Taylor Smith
Taylor Smith, Senior Developer Advocate at Red Hat, is an advocate of open source AI innovation and democratization. She has a background in software development and working with open source technologies like Kubernetes and linux. Taylor loves music, animals, and helping to solve real-world problems with technology. Based out of North Carolina.
Senior Developer Advocate
Company or affiliation –Red Hat
Session
Large language models are powerful—but they’re also resource-intensive. Running them in production can be scary expensive without the right tooling and optimizations. That’s where vLLM and quantization come in: together, they offer a practical path to serving models at high speed and low cost, even on modest hardware.

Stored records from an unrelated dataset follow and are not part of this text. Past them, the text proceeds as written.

PR #872, opened 2022-08-12
Payments refactor

RogerTaule:
This PR does a refactor of #733. When payments were first implemented, the transaction structure were modified by adding a couple of bytes32 arrays containing the fee nullifiers and the commitments nullifiers. Right now, transactions are limited to a maximum of two nullifiers per transfer / withdrawal, but the transaction contains 4 slots (two for nullifiers itself and two for the nullifiers fee). The idea is to also use the fee slots so that users can create transfers that use up to 4 commitments. For this purpose, the fee arrays are merged into the initial nullifier array, so the transaction will have a 4 slot nullifier array. Same idea applies for the commitment.

This PR also modifies the commitment selection algorithm, so that transfers and withdrawals will be able to use up to 4 slots if possible. A more detailed description about how the algorithm works can be found in **commitment-selection.md**

Circuits are also modified. In order to add this extra flexibility, some constraints needs to be added. The circuits will have now the following constraints:

|  *Operations*  | *Constraints before*  | *Constraints after*   | *Change (%)*   | 
|---|---|---|---|
| Deposit  | 923  | 1,277  | 38.8%  |
| Transfer  |  64,191 |  67,694  | 5.4%  |
| Withdraw | 50,244  | 53,348  | 6.1%  |


ChaitanyaKonda (approved):

nightfall-client/src/services/commitment-storage.mjs
```diff
@@ -609,147 +670,349 @@ async function findUsableCommitments(compressedZkpPublicKey, ercAddress, tokenId
...
+  const rankedSubsetCommitmentsArray = possibleSubsetsCommitments
+    .filter(subset => subset.length > 0)
+    .sort((a, b) => {
+      const changeA = a.reduce((acc, com) => acc + com.preimage.value.bigInt, 0n) - value.bigInt;
+      const changeB = b.reduce((acc, com) => acc + com.preimage.value.bigInt, 0n) - value.bigInt;
+      if (changeA - changeB === 0n) {
+        return b.length - a.length;
+      }
+
+      return Number(changeA - changeB);
```
IlyasRidhuan, line 958: I don't think this is safe for `BigInt` due to overflows, (although changes aren't likely to overflow).

This is probably safer `return changeA > change B ? 0 : -1`

nightfall-client/src/services/commitment-storage.mjs
```diff
@@ -609,147 +670,349 @@ async function findUsableCommitments(compressedZkpPublicKey, ercAddress, tokenId
...
+  const rankedSubsetCommitmentsFeeArray = possibleSubsetsCommitmentsFee
+    .filter(subset => subset.length > 0)
+    .sort((a, b) => {
+      const changeA = a.reduce((acc, com) => acc + com.preimage.value.bigInt, 0n) - value.bigInt;
+      const changeB = b.reduce((acc, com) => acc + com.preimage.value.bigInt, 0n) - value.bigInt;
+      if (changeA - changeB === 0n) {
+        return b.length - a.length;
+      }
+
+      return Number(changeA - changeB);
```
IlyasRidhuan, line 989: same as above `return changeA > changeB ? 0 : -1`

nightfall-client/src/utils/computeCircuitInputs.mjs
```diff
@@ -80,7 +68,7 @@ const computePrivateInputsCommitments = (
   recipientPublicKeys,
   isTransfer,
 ) => {
-  const padLength = isTransfer ? 2 : 1;
+  const padLength = isTransfer ? 3 : 2;
```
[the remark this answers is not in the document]
RogerTaule: The reason is that transfers can have up to 3 commitments while withdraws can have only 2

IlyasRidhuan (approved):

PR #873, opened 2022-08-12
ErcAddress and fee address check 

RogerTaule:
This PR addresses a small fix found in the SDK related to ercAddress comparison. To avoid mistakes, both maticAddress and ercAddress are converted to lower case


imagobea (approved):
:boom: Works like a charm @RogerTaule many thanks again for the fix and the help!!

israelboudoux (approved):

Issue #803, opened 2022-07-07
Use makeBlockNow in testing


signorecello:
TL;DR at the end

I'll sing you a song of my people. Once upon a time, nightfall would only create new blocks once the mempool was full. That was enough for the people of old, but was not suitable for production usage. So, great human effort was required in order to produce a function that was given the glorious name of ```makeBlockNow```, which means, in ancient English, "make block now". It's function is to make a block even if the mempool is not full.

For a time, this function was not used in testing, so humanity couldn't use it to make tests run faster. This issue proposes that this function is thereby used for testing.

TL;DR: Start using ```makeBlockNow``` in tests

Westlad:
Fixed by #875

PR #875, opened 2022-08-16
refactor: updating tests to use make block now

RogerTaule:
This PR solves #803 and implements `makeBlockNow` function for the circuits tests. 
The ganache test run time is reduced by approximately a 40%. 
In addition, tests are can be run now independently (so we can use .skip to only test specific tests). However, I'd strongly suggest modifying even more the tests so that the commitments are deleted afterEach test. This would completely decouple each test and will help to test new circuit features more easily.


signorecello (approved):
Love this. Thank you so much!

druiz0992 (approved):

PR #878, opened 2022-08-16
Update node

### LINKED ISSUE #876: upgrade Node to latest lts
We should be using node v16 and npm 8 to get the latest features.  The upgrade needs to happen in the containers.  The `package-lock.json` files should be upgraded to the latest version via `npm upgrade` and dependencies resolved.

Westlad:
fixes #876 
Updates node to v16.16 (latest lts) and npm to 8.17.

Use of node 8 enables vulnerable dependencies to be overridden with the `overrides` keyword in `package.json`.  This is required to address a vulnerability in `got`; `web3js` depends on a vulnerable version.


daveroga:
Having problems with swarm-js dependency in web3. Also referenced in other projects like this https://github.com/ChainSafe/web3.js/issues/5315

israelboudoux:
We are still having issues regarding dependency vulnerabilities because a transient dependency `web3 -> web3-bzz -> swarm-js` that isn't maintained anymore and has a dep on a **got** vulnarable version. There is a pending [PR](https://github.com/VictorTaelin/swarm-js/pull/42) in the `swarm-js` repo which would solve this, I've added a comment referring to the maintainers to see if they can merge it.

pawelgrzybek:
Looks like we have two very similar PRs.
https://github.com/EYBlockchain/nightfall_3/pull/908

Westlad:
Oh blast, I forgot I opened this before I went on leave.  I'll close it as #908 is more current and has @pawelgrzybek 's suggestions incorporated.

In this workshop, you’ll learn how to combine vLLM’s high-performance serving engine with quantized models. Whether you're deploying to GPU servers in the cloud or smaller-scale on-prem environments, you’ll leave with the skills to drastically reduce inference latency and memory usage—without compromising output accuracy.
You’ll learn how to:
- Deploy quantized LLMs using vLLM’s OpenAI-compatible API
- Choose the right quantization formats for your hardware and use case
- Use tools like llm-compressor to generate optimized models
- Benchmark and compare performance across different quantization settings
- Tune vLLM configurations for throughput, latency, and memory efficiency
By the end of the session, you will know how to deploy your own quantized model on vLLM and apply these optimizations to your own production Gen AI stack.